What you need to do -> Look in the data below for the line that contains "# Description". Copy that line and the remaining lines exactly.

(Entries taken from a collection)

=== Section Start ===

PR #3481, opened 2025-05-09
500Ensure spans complete early on stream closure for Bedrock Streaming APIs

SrdjanLL:
# Description

Fixes # (issue)

## Type of change

# How Has This Been Tested?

=== Section End ===

Final answer ->
# Description

Fixes # (issue)

## Type of change

# How Has This Been Tested?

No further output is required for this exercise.